For both Mock and SARS, we see that new RNA from 1h is well below the model fit, i.e. has negative residual. This indicates that the effective labeling time was much lower than the nominal labeling time of 1h for these samples, i.e. that actually, these samples should move to the left.
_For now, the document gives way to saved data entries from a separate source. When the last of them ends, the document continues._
PR #1632, opened 2016-01-31
Fix __gc and use raw metatable when it's disabled

SoniEx2:
This fixes a small __gc abuse I found, and also uses the raw metatable in a safe way when __gc is disabled. Both were tested.

__gc exploit:

```
Lua 5.3.2  Copyright (C) 1994-2015 Lua.org, PUC-Rio
> mt = {__gc=true} t = setmetatable({}, mt) -- OC only filters __gc if it's a function. The setmetatable marks an object for finalization if there's a __gc set, but it doesn't care what the __gc is. If it's marked, it will be called later. Yes this means you could use __gc if allowGC was false.
> mt.__gc = print
> t = nil
> collectgarbage() -- not available in OC Lua, but you get the idea.
table: 0x74f230
0
> 
```

### DIFF
--- a/src/main/resources/assets/opencomputers/lua/machine.lua
+++ b/src/main/resources/assets/opencomputers/lua/machine.lua
@@ -683,7 +683,7 @@ sandbox = {
     end
     local result = getmetatable(t)
     -- check if we have a wrapped __gc using mt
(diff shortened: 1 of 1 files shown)


fnuecke:
Thanks!

PR #1640, opened 2016-02-06
Mystcraft converters look for correct NBT tag for book name

ItsTheKais:
The "agename" tag it was looking for doesn't seem to exist. "DisplayName" contains the book's name, which I assume is what it's looking for.


fnuecke:
Probably changed in some update then, thanks!

Issue #1671, opened 2016-02-25
Lua Interpreter Tab Completion Errors


J0SLAN:
Tab-completion for the stock Lua interpreter on OpenOS errors whenever it finds a number instead of a string, and also works for strings that have non-alphanumeric characters, for which it shouldn't. Just minor bugs.

fnuecke:
Please provide the strings this is reproducible with (i.e. what's in the input when you hit tab), thanks.

payonel:
@J0SLAN 
yes please do. OpenOS 1.6 tab completion has a lot of improvements, I'd want to test your use case against it.

J0SLAN:
@fnuecke @payonel 
Specifically, I'm pulling NBT from blocks with the Debug Card. The tab completion errors whenever I hit a table that's enumerated (like from an array of arrays), as it finds a number where it wanted a string.

Some labels for the tags have non-alphanumeric characters, like a colon, which works just fine until you try to access the value and it errors because syntax doesn't allow non-alphanumeric chars for dot indexing (=blah.foo.bar:baz doesn't work). I believe that it shouldn't even allow tab-completion here for this reason.

payonel:
@J0SLAN I apologize, I'm unsure how to repro and test and fix this. Are you using OpenOS 1.6? If not, please upgrade to latest and retest, I won't be fixing deprecated code. If you do have 1.6, what method is failing? sh.getMatchingFIles? Are you saying filesystem.list() is returning ints and not strings?

Thanks :) I'm quite invested in making this work.

gjgfuj:
@payonel it looks like they're looking at "lua.lua" specifically.

payonel:
@gjgfuj ah yes...also, in the title :) makes more sense now.

payonel:
@J0SLAN would https://git.io/v21k9 work for you?

fnuecke:
Given the massive rework/rewrite of OpenOS/term I'm almost certain this isn't an issue anymore. If it does still happen with OC 1.6/OpenOS 1.6, please let us know.

Forecaster:
Trying to tab-complete sides in the lua prompt causes this:
http://imgur.com/ZyMKUFv

It's apparently related to this : P

payonel:
@fnuecke I'll repro this tonight to confirm, but it sounds legit. If so, we should reopen this and I'll submit a fix for it.

fnuecke:
Let me know how it goes :)

[...]

PR #1737, opened 2016-04-04
term wrapping and sh tab completion fixes

payonel:
term wrapping fixes
Backspacing or deleting during vertical wrap would not update the current end of line correctly what the text was being pulled from the next line

horizontal wrapping deletion was not using dx,dy and instead was removing text from absolute positions on the screen

horizontal wrapping was pushing spaces beyond the windowed areas

### DIFF
--- a/src/main/resources/assets/opencomputers/loot/OpenOS/bin/lua.lua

This can be rectified by temporal recalibration:

#sars <- CalibrateEffectiveLabelingTimeKineticFit(sars,steady.state=list(Mock=TRUE,SARS=FALSE),name.init = "init_time")
# this takes a long time, we just use the optimized timepoint directly; feel free to uncomment and compare!
Coldata(sars,"calibrated_time") <- c(0.0000000,0.2857464,1.6275374,1.4987246,2.5506585,4.0000000,0.0000000,0.3842279,2.0826150,1.8797744,2.9423108,4.0000000)

This adds an additional column to the Coldata metadata table:

Coldata(sars)
Name Condition Replicate duration.4sU duration.4sU.original no4sU calibrated_time
Mock.no4sU.A Mock.no4sU.A Mock A 0 no4sU TRUE 0.0000000
Mock.1h.A Mock.1h.A Mock A 1 1h FALSE 0.2857464
Mock.2h.A Mock.2h.A Mock A 2 2h FALSE 1.6275374
Mock.2h.B Mock.2h.B Mock B 2 2h FALSE 1.4987246
Mock.3h.A Mock.3h.A Mock A 3 3h FALSE 2.5506585
Mock.4h.A Mock.4h.A Mock A 4 4h FALSE 4.0000000
SARS.no4sU.A SARS.no4sU.A SARS A 0 no4sU TRUE 0.0000000
SARS.1h.A SARS.1h.A SARS A 1 1h FALSE 0.3842279
SARS.2h.A SARS.2h.A SARS A 2 2h FALSE 2.0826150
SARS.2h.B SARS.2h.B SARS B 2 2h FALSE 1.8797744
SARS.3h.A SARS.3h.A SARS A 3 3h FALSE 2.9423108
SARS.4h.A SARS.4h.A SARS A 4 4h FALSE 4.0000000

This recalibrated time can now be used to plot fitted models:

PlotGeneProgressiveTimecourse(sars,"SMAD3",steady.state=list(Mock=TRUE,SARS=FALSE),
                 time = "calibrated_time",exact.tics = FALSE)

… and also to fit the model to all genes:

sars<-FitKinetics(sars,"corrected",time = "calibrated_time",steady.state=list(Mock=TRUE,SARS=FALSE),return.extra = function(s) setNames(s$residuals$Relative,paste0("Residuals.",s$residuals$Name))[s$residuals$Type=="new"])

This indeed corrected the residuals:

df <- GetAnalysisTable(sars,analyses = "corrected", columns = "Residuals",gene.info = FALSE,prefix.by.analysis = FALSE)
df <- reshape2::melt(df,variable.name = "Sample",value.name = "Relative residual",id.vars = c())
df$Sample=gsub("Residuals.","",df$Sample)
ggplot(df,aes(Sample,`Relative residual`))+
  geom_boxplot()+
  RotatateAxisLabels()+
  geom_hline(yintercept = 0)+
  coord_cartesian(ylim=c(-1,1))
Warning: Removed 18324 rows containing non-finite values (stat_boxplot).